Wherever the word "return" turns up in a line of the entries, copy that line.

● ● ●

PR #1465, opened 2021-01-14
Reduce amount of ticks on age demographic graph on smaller screens

VWSCoronaDashboard14:
Reduce the amount of ticks on age demographic graph on smaller screens, when it is below breakpoint XS it is capped to 2 each axes.

### DIFF
--- a/packages/app/src/domain/infected-people/age-demographic/age-demographic-chart.tsx
+++ b/packages/app/src/domain/infected-people/age-demographic/age-demographic-chart.tsx
@@ -11,7 +11,6 @@ import { colors } from '~/style/theme';
 import { NationalTestedPerAgeGroupValue } from '~/types/data.d';
 import { formatPercentage } from '~/utils/formatNumber';
 import { AgeDemographicCoordinates } from './age-demographic-coordinates';
-import { useBreakpoints } from '~/utils/useBreakpoints';
 export const AGE_GROUP_TOOLTIP_WIDTH = 340;
 
 const text = siteText.infected_age_groups;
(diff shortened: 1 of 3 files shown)


packages/app/src/domain/infected-people/age-demographic/age-demographic-chart.tsx
```diff
@@ -64,6 +64,9 @@ export const AgeDemographicChart = memo<AgeDemographicChartProps>(
       ageGroupRange,
     } = coordinates;
 
+    const breakpoints = useBreakpoints();
+    const numTicksOnBreakpoint = breakpoints.xs ? numTicks : 2;
```
VWSCoronaDashboard, line 68:
```suggestion
    const { xs } = useBreakpoints();
    const numTicksOnBreakpoint = xs ? numTicks : 2;
```

VWSCoronaDashboard (approved):

VWSCoronaDashboard1 (approved):

packages/app/src/domain/infected-people/age-demographic/age-demographic-chart.tsx
```diff
@@ -64,6 +64,9 @@ export const AgeDemographicChart = memo<AgeDemographicChartProps>(
       ageGroupRange,
     } = coordinates;
 
+    const { xs } = useBreakpoints();
+    const numTicksOnBreakpoint = xs ? numTicks : 2;
```
VWSCoronaDashboard4, line 68: You get `numTicks` via `coordinates` which is calculated in the file `age-demographic-coordinates`. It is crucial to keep thiese calculations in that file for performance and tidyness. Other parts of the graph also refer to these coordinates (eg the tooltip), so if these are not in sync things might break.

VWSCoronaDashboard4 (changes requested):

VWSCoronaDashboard4 (approved):

PR #1478, opened 2021-01-15
Implement Article page

VWSCoronaDashboard10:
Here's the article page 🎉


packages/app/src/components-styled/cms/image-block.tsx
```diff
@@ -0,0 +1,43 @@
+import { Box } from '~/components-styled/base';
+import { ContentBlock } from '~/components-styled/cms/content-block';
+import { MaxWidth } from '~/components-styled/max-width';
+import { urlFor } from '~/lib/sanity';
+import { ImageBlock, RichContentImageBlock } from '~/types/cms';
+import { assert } from '~/utils/assert';
+
+export function Image({ node }: { node: ImageBlock | RichContentImageBlock }) {
+  const url = urlFor(node).toString();
```
VWSCoronaDashboard1, line 9: There's also this PR that deals with the images:
https://github.com/minvws/nl-covid19-data-dashboard/pull/1434
Maybe that needs to be merged first and then that implementation can be used here as well?

VWSCoronaDashboard1 (approved):

packages/app/src/components-styled/cms/image-block.tsx
VWSCoronaDashboard10: I think it's easier to base that PR on these changes and pick what's necessary..

VWSCoronaDashboard1: Sounds fine with me!

packages/app/src/components-styled/article-detail.tsx
```diff
@@ -0,0 +1,49 @@
+import css from '@styled-system/css';
+import ArrowIcon from '~/assets/arrow.svg';
+import { Box } from '~/components-styled/base';
+import { ContentBlock } from '~/components-styled/cms/content-block';
+import { Image } from '~/components-styled/cms/image-block';
+import { Heading } from '~/components-styled/typography';
+import siteText from '~/locale';
+import { Article } from '~/types/cms';
+import { formatDateFromMilliseconds } from '~/utils/formatDate';
+import { RichContent } from '../domain/cms/rich-content';
```
VWSCoronaDashboard8, line 10: What's the difference between domain/cms and components-styled/cms?

I guess this is a question that can be answered later, because I suspect that no one has a clear answer yet.

packages/app/src/components-styled/max-width.tsx
```diff
@@ -4,7 +4,7 @@ import { Box } from '~/components-styled/base';
 
 export const MaxWidth = styled(Box)(
   css({
-    maxWidth: 1400,
+    maxWidth: 'maxWidth',
```
VWSCoronaDashboard4, line 7: What is this doing?

packages/cms/schemas/documents/article.js
```diff
@@ -54,11 +54,14 @@ export default {
...
       type: 'image',
+      options: {
+        hotspot: true
+      },
       fields: [
         {
           title: 'Omschrijving',
           description: 'alt-tekst',
-          name: 'description',
+          name: 'alt',
```
VWSCoronaDashboard4, line 64: Why is this name adjusted?

packages/app/src/components-styled/article-detail.tsx
```diff
@@ -0,0 +1,49 @@
...
+          {siteText.article_detail.back_link.text}
+        </LinkWithIcon>
+
+        <Box spacing={2}>
+          <Heading level={1} mb={0}>
+            {article.title}
+          </Heading>
+          <time css={css({ color: 'gray' })} dateTime={article.publicationDate}>
+            {formatDateFromMilliseconds(
+              new Date(article.publicationDate).getTime(),
```
VWSCoronaDashboard4, line 31: Parsing this date might not work well in older browsers, eg IE11/older phones. Perhaps good to verify?

packages/app/src/components-styled/article-detail.tsx
```diff
@@ -0,0 +1,49 @@
...
+import { RichContent } from '../domain/cms/rich-content';
+import { LinkWithIcon } from './link-with-icon';
+
+interface ArticleDetailProps {
+  article: Article;
+}
+
+export function ArticleDetail({ article }: ArticleDetailProps) {
+  return (
+    <Box bg="white" py={{ _: 4, md: 5 }}>
```
VWSCoronaDashboard4, line 19: Part of this layout wrapping could be moved up in the hierarchy / to a layout; but that's fine for a different PR.

VWSCoronaDashboard4 (approved):

packages/app/src/components-styled/cms/image-block.tsx
```diff
@@ -0,0 +1,43 @@
...
+            display="block"
+            borderRadius={1}
+            boxShadow="tile"
+            src={url}
+            alt={node.alt}
+          />
+          {caption}
+        </Box>
+      </MaxWidth>
+    </Box>
```
VWSCoronaDashboard, line 34: We should make all of this responsive, but we can do that after merging this and the responsive images PR.

packages/cms/schemas/documents/article.js
```diff
@@ -54,11 +54,14 @@ export default {
       title: 'Afbeelding',
       name: 'cover',
       type: 'image',
+      options: {
+        hotspot: true
+      },
       fields: [
         {
           title: 'Omschrijving',
           description: 'alt-tekst',
```
VWSCoronaDashboard, line 63:
```suggestion
          description: 'Onderschrift bij afbeelding',
          name: 'description',

```

packages/app/src/components-styled/cms/image-block.tsx
```diff
@@ -0,0 +1,43 @@
...
+  assert(
+    url !== null,
+    `could not get url for node: ${JSON.stringify(node, null, 2)}`
+  );
+
+  const caption = 'caption' in node && node.caption && (
+    <figcaption>{node.caption}</figcaption>
+  );
+
+  return 'isFullWidth' in node && node.isFullWidth ? (
```
VWSCoronaDashboard8, line 19: These conditions are a little cryptic to me. Wouldn't `'caption' in node` return true if node.caption exists? I guess not because then node.caption would be a redundant check....

VWSCoronaDashboard (approved):
Only some nitpicks, approved.

packages/cms/schemas/documents/article.js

● ● ●

§ **Your response**
+  return (
+  return 'isFullWidth' in node && node.isFullWidth ? (
VWSCoronaDashboard8, line 19: These conditions are a little cryptic to me. Wouldn't `'caption' in node` return true if node.caption exists? I guess not because then node.caption would be a redundant check....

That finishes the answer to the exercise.